Collected data entries
-.-.-

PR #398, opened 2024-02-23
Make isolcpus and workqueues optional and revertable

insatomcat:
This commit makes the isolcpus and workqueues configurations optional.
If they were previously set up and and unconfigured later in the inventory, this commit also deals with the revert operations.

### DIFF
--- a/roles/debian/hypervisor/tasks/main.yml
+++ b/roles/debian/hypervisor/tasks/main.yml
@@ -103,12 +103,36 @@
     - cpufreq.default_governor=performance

-.-.-

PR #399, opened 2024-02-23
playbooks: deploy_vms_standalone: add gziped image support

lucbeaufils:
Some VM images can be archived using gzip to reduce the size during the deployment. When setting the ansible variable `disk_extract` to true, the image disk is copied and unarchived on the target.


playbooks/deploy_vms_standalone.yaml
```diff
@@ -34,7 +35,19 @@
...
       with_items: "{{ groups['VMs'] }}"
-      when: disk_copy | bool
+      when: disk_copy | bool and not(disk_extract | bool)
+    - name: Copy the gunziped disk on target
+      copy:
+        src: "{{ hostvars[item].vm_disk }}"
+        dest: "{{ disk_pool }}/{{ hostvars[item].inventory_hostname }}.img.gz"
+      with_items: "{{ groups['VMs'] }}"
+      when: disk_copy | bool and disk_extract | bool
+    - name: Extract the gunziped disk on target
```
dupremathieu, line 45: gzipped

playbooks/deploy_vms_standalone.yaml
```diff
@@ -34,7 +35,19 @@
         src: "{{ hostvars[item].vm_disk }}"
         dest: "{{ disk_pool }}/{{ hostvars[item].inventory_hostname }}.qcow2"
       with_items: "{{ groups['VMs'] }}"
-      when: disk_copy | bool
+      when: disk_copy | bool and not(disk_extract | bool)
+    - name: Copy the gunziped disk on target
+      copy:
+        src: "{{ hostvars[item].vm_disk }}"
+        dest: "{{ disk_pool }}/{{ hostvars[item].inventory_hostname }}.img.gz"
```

-.-.-

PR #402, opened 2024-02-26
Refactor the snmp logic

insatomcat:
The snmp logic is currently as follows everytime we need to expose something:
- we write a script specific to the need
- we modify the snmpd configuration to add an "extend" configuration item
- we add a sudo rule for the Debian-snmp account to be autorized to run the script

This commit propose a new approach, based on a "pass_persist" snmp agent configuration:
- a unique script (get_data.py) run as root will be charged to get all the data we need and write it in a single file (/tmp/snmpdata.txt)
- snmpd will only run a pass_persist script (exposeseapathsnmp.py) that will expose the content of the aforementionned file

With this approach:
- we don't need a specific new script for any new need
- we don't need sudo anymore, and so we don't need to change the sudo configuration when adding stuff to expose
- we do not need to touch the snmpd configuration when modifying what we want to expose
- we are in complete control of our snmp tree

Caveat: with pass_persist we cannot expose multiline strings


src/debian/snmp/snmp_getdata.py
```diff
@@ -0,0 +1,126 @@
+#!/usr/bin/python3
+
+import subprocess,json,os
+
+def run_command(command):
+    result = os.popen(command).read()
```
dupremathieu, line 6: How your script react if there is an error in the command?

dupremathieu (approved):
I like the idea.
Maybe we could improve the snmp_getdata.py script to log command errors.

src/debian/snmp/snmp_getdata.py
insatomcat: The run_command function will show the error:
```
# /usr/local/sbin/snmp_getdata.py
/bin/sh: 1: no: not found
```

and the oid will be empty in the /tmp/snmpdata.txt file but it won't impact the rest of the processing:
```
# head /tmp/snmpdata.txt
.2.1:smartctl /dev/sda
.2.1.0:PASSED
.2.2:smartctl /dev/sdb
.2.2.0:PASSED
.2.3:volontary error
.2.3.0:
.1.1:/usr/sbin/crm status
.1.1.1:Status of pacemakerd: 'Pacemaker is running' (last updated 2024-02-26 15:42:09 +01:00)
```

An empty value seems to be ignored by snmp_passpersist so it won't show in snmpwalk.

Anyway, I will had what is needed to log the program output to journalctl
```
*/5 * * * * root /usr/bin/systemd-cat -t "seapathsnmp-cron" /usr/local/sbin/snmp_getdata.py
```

-.-.-

■ **Your assignment**: Count the lines of the entries above in which the string "show" appears. Supply the number only.

■ **Response for this exercise**: 2